# Your task
Which of the lines in the data mention the string "specific"? List them all.

[Saved data entries]
=======

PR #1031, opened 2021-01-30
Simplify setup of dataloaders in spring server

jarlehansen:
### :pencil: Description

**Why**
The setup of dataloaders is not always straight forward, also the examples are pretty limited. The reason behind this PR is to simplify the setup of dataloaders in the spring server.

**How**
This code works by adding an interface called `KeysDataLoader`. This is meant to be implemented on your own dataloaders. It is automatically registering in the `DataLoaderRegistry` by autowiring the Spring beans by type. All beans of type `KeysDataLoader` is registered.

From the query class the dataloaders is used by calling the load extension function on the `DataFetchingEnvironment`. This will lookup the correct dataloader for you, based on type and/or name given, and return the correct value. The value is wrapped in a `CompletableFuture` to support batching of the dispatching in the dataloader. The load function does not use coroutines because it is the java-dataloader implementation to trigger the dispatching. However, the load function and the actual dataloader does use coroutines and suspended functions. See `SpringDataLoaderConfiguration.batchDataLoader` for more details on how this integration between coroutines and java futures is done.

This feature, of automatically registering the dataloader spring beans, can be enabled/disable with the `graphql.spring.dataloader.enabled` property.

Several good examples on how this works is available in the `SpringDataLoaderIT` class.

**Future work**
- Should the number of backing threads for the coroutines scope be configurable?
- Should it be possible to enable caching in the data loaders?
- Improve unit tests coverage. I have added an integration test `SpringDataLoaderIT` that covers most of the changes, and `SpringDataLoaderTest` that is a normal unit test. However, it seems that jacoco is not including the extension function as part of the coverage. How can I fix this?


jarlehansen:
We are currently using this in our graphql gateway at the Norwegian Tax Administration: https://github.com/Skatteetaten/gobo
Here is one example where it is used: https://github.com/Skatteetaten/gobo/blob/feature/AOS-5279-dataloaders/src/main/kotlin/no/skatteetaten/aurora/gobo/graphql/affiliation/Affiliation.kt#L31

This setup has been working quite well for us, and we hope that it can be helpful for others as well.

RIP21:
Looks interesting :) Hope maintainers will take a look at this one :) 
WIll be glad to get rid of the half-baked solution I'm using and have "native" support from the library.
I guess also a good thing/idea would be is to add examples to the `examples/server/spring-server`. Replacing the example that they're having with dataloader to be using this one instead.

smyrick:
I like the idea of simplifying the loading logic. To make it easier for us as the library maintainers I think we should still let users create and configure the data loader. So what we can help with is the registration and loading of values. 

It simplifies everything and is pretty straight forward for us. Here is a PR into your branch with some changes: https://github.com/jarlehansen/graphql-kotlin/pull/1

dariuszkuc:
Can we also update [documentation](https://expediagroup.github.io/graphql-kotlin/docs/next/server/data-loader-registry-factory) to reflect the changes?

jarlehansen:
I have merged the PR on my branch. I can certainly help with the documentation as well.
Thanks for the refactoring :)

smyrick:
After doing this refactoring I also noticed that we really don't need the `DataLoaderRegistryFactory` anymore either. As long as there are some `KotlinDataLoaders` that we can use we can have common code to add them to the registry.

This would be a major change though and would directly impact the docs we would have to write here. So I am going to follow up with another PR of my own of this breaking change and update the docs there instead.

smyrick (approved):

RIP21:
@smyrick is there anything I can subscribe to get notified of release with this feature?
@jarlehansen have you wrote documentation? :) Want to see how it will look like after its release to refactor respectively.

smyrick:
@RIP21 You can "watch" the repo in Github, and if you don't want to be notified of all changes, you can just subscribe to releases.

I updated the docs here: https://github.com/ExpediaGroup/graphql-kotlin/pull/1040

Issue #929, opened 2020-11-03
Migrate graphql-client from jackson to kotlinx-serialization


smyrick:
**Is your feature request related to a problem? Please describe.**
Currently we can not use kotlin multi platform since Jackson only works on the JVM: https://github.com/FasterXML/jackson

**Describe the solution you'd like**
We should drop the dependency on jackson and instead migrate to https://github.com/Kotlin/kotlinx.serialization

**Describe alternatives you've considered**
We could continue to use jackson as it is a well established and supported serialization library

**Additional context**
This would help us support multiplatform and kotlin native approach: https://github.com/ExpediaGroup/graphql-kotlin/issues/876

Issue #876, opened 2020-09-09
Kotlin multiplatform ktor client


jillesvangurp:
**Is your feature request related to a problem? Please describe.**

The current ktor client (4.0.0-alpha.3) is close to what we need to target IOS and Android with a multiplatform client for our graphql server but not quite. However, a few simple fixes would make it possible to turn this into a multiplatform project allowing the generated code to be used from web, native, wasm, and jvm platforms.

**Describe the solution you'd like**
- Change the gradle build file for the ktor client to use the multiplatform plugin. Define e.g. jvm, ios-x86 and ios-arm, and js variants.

=======

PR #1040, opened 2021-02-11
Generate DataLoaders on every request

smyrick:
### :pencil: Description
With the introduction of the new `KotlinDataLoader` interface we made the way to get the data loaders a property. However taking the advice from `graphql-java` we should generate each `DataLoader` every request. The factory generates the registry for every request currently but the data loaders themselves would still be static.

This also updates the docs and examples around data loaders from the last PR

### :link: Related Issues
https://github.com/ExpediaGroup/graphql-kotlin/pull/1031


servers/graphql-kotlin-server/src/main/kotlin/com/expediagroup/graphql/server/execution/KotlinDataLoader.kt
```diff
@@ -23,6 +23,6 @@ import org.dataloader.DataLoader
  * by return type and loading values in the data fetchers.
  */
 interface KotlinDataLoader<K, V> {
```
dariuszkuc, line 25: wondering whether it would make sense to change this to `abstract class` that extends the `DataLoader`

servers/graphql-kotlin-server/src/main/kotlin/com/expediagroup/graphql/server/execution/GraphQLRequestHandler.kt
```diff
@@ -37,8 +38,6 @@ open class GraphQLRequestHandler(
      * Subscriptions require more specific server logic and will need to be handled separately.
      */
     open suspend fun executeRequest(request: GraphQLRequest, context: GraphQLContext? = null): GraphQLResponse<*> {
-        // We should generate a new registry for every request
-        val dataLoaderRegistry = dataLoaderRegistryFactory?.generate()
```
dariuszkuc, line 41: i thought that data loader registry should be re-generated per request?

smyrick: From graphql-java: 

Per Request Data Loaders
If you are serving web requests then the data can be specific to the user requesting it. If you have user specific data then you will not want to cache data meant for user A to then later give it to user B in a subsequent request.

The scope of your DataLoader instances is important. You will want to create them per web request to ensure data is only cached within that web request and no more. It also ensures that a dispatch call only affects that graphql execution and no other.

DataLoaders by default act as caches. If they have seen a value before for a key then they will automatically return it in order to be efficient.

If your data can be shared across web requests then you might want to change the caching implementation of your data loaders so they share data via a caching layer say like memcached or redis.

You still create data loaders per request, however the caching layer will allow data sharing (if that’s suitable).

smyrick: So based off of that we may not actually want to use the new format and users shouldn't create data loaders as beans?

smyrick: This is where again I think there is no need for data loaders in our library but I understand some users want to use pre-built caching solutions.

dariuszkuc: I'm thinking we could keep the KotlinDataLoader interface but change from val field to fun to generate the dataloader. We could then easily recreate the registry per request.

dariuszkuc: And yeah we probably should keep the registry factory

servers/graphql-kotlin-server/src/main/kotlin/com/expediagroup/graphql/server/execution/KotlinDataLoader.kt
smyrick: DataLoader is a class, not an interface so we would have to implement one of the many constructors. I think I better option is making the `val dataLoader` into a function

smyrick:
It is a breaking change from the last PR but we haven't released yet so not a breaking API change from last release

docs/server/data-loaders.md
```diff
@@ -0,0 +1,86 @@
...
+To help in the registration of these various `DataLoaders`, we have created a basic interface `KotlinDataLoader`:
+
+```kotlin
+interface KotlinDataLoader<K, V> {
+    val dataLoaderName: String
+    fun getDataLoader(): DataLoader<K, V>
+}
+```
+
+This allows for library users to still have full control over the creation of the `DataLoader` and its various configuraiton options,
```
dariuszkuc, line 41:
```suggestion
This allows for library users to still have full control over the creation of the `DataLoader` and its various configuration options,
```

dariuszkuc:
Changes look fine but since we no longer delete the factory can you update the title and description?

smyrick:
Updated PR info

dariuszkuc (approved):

=======

# Response to the task
      * Subscriptions require more specific server logic and will need to be handled separately.
If you are serving web requests then the data can be specific to the user requesting it. If you have user specific data then you will not want to cache data meant for user A to then later give it to user B in a subsequent request.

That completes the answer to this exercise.